» Work task:
What you write must match exactly the lines from the one with "FIX accumulator-server.py able" through the last line of the material below.

» Supplied data:
▬▬▬
PR #2150, opened 2016-05-18
FIX accumulator-server.py able to accumulate query params

fgalan:
I haven't tested extensively but after a quick chec it seems to work as expected:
▬▬▬
» Response area:
FIX accumulator-server.py able to accumulate query params

fgalan:
I haven't tested extensively but after a quick chec it seems to work as expected:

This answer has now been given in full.